**PROBLEM REQUIREMENTS**
Output the data below exactly. Leave nothing out.

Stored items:

Issue #15, opened 2019-06-21
Add link to the nuget package


rinormaloku:
Update the documentation to have a link to the nuget package.

jskeet:
There are now links to all the NuGet packages in the user guide: https://github.com/cloudevents/sdk-csharp/blob/master/docs/guide.md

(We may want to duplicate *some* of that content public on the main README, but I'd prefer it not to get too crowded.)

PR #45, opened 2020-02-26
Provide installation guidance

tomkerkhove:
Provide installation guidance and link to NuGet package.

Closes https://github.com/cloudevents/sdk-csharp/issues/15

### DIFF
--- a/README.md
+++ b/README.md
@@ -7,6 +7,14 @@
 The `CloudNative.CloudEvents` package provides utility methods and classes for creating, encoding,
 decoding, sending, and receiving [CNCF CloudEvents](https://github.com/cloudevents/spec).
 
+## Installation
+
+You can easily install the SDK via [NuGet](https://www.nuget.org/packages/CloudNative.CloudEvents/):
+
+```shell
+PM > Install-Package CloudNative.CloudEvents
+```
+
 ## A few gotchas highlighted for the impatient who don't usually read docs
 
 1. The [CloudEvent](src/CloudNative.CloudEvents/CloudEvent.cs) class is not meant to be used with 


jskeet:
@tomkerkhove: I don't know whether the DCO checker was added after you'd raised this PR, but could you amend your commit message to include a sign-off ([example](https://github.com/cloudevents/sdk-csharp/commit/0acb17529a419dcda5d72cfe5724b26423aa2e48))?

tomkerkhove:
Happy to change to dotnet approach if you prefer @jskeet?

It was not there yet I think but happy to change, but will wait for your feedback on the above

jskeet:
> Happy to change to dotnet approach if you prefer @jskeet?

I'd actually suggest not including any installation instructions - but possibly include the NuGet package name in the text so it's easy to copy/paste. So something like:

> The SDK is available via the [CloudNative.CloudEvents NuGet package](https://www.nuget.org/packages/CloudNative.CloudEvents/)

I'd hope that anyone wanting to use the SDK can either follow the instructions on the NuGet package page, or will already know how to install a NuGet package anyway.

(It's slightly annoying that it's natural to put the package name in the link text but that makes it slightly harder to copy/paste if you don't want to follow the link.)

I don't know whether the other packages (e.g. CloudNative.CloudEvents.AspNetCore) should also be listed - what do you think?

jskeet:
We've now included the package names in the [user guide](https://github.com/cloudevents/sdk-csharp/blob/master/docs/guide.md) which is linked from the top-level README. I'll close this PR as I don't think it's needed any more (and would certainly need rebasing) - but please don't let that deter you from further docs improvements :)

PR #60, opened 2020-06-25
More project file improvements

jskeet:
Most importantly, this introduces strong-naming, but it also makes the generated NuGet packages deterministic and SourceLink-aware.


jskeet:
(Approved offline by @clemensv.)

Issue #61, opened 2020-06-26
Http Header DateTime format should be in RFC 3339 format ot avoid errors in Knative Eventing 


BFrancisA:
CloudEvent header date-time format is not in RFC 3339 format.  There needs to be a T between the date and the time.

E.g.:  2020-06-17 12:52:43Z   Wrong!
         2020-06-17T12:52:43Z  Correct

Knative Eventing (broker filter)  rejects non RFC 3339 formatted  DateTime.

To fix:
In  sdk-csharp/src/CloudNative.CloudEvents/HttpClientExtension.cs
Function:  MapAttributesToListenerResponse()

Change line 471 from:
```
 httpListenerResponse.Headers.Add(HttpHeaderPrefix + attribute.Key,
                            ((DateTime)attribute.Value).ToString("u"));
```

To 
```
 httpListenerResponse.Headers.Add(HttpHeaderPrefix + attribute.Key,
                            XmlConvert.ToString((DateTime)attribute.Value, XmlDateTimeSerializationMode.Utc));
```

jskeet:
Related: #57

PR #63, opened 2020-07-14
Issue 61 changed date-time in CE header to be in RFC 3339 format.

BFrancisA:
Addresses issue #61.
CloudEvent header date-time format is not in RFC 3339 format. There needs to be a T between the date and the time.

E.g.: 2020-06-17 12:52:43Z Wrong!
2020-06-17T12:52:43Z Correct

Knative Eventing (broker filter) rejects non RFC 3339 formatted DateTime.


jskeet:
The change looks good to me, but could you add a test?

**THE ANSWER**
Issue #15, opened 2019-06-21
Add link to the nuget package


rinormaloku:
Update the documentation to have a link to the nuget package.

jskeet:
There are now links to all the NuGet packages in the user guide: https://github.com/cloudevents/sdk-csharp/blob/master/docs/guide.md

(We may want to duplicate *some* of that content public on the main README, but I'd prefer it not to get too crowded.)

PR #45, opened 2020-02-26
Provide installation guidance

tomkerkhove:
Provide installation guidance and link to NuGet package.

Closes https://github.com/cloudevents/sdk-csharp/issues/15

### DIFF
--- a/README.md
+++ b/README.md
@@ -7,6 +7,14 @@
 The `CloudNative.CloudEvents` package provides utility methods and classes for creating, encoding,
 decoding, sending, and receiving [CNCF CloudEvents](https://github.com/cloudevents/spec).
 
+## Installation
+
+You can easily install the SDK via [NuGet](https://www.nuget.org/packages/CloudNative.CloudEvents/):
+
+```shell
+PM > Install-Package CloudNative.CloudEvents
+```
+
 ## A few gotchas highlighted for the impatient who don't usually read docs
 
 1. The [CloudEvent](src/CloudNative.CloudEvents/CloudEvent.cs) class is not meant to be used with 


jskeet:
@tomkerkhove: I don't know whether the DCO checker was added after you'd raised this PR, but could you amend your commit message to include a sign-off ([example](https://github.com/cloudevents/sdk-csharp/commit/0acb17529a419dcda5d72cfe5724b26423aa2e48))?

tomkerkhove:
Happy to change to dotnet approach if you prefer @jskeet?

It was not there yet I think but happy to change, but will wait for your feedback on the above

jskeet:
> Happy to change to dotnet approach if you prefer @jskeet?

I'd actually suggest not including any installation instructions - but possibly include the NuGet package name in the text so it's easy to copy/paste. So something like:

> The SDK is available via the [CloudNative.CloudEvents NuGet package](https://www.nuget.org/packages/CloudNative.CloudEvents/)

I'd hope that anyone wanting to use the SDK can either follow the instructions on the NuGet package page, or will already know how to install a NuGet package anyway.

(It's slightly annoying that it's natural to put the package name in the link text but that makes it slightly harder to copy/paste if you don't want to follow the link.)

I don't know whether the other packages (e.g. CloudNative.CloudEvents.AspNetCore) should also be listed - what do you think?

jskeet:
We've now included the package names in the [user guide](https://github.com/cloudevents/sdk-csharp/blob/master/docs/guide.md) which is linked from the top-level README. I'll close this PR as I don't think it's needed any more (and would certainly need rebasing) - but please don't let that deter you from further docs improvements :)

PR #60, opened 2020-06-25
More project file improvements

jskeet:
Most importantly, this introduces strong-naming, but it also makes the generated NuGet packages deterministic and SourceLink-aware.


jskeet:
(Approved offline by @clemensv.)

Issue #61, opened 2020-06-26
Http Header DateTime format should be in RFC 3339 format ot avoid errors in Knative Eventing 


BFrancisA:
CloudEvent header date-time format is not in RFC 3339 format.  There needs to be a T between the date and the time.

E.g.:  2020-06-17 12:52:43Z   Wrong!
         2020-06-17T12:52:43Z  Correct

Knative Eventing (broker filter)  rejects non RFC 3339 formatted  DateTime.

To fix:
In  sdk-csharp/src/CloudNative.CloudEvents/HttpClientExtension.cs
Function:  MapAttributesToListenerResponse()

Change line 471 from:
```
 httpListenerResponse.Headers.Add(HttpHeaderPrefix + attribute.Key,
                            ((DateTime)attribute.Value).ToString("u"));
```

To 
```
 httpListenerResponse.Headers.Add(HttpHeaderPrefix + attribute.Key,
                            XmlConvert.ToString((DateTime)attribute.Value, XmlDateTimeSerializationMode.Utc));
```

jskeet:
Related: #57

PR #63, opened 2020-07-14
Issue 61 changed date-time in CE header to be in RFC 3339 format.

BFrancisA:
Addresses issue #61.
CloudEvent header date-time format is not in RFC 3339 format. There needs to be a T between the date and the time.

E.g.: 2020-06-17 12:52:43Z Wrong!
2020-06-17T12:52:43Z Correct

Knative Eventing (broker filter) rejects non RFC 3339 formatted DateTime.


jskeet:
The change looks good to me, but could you add a test?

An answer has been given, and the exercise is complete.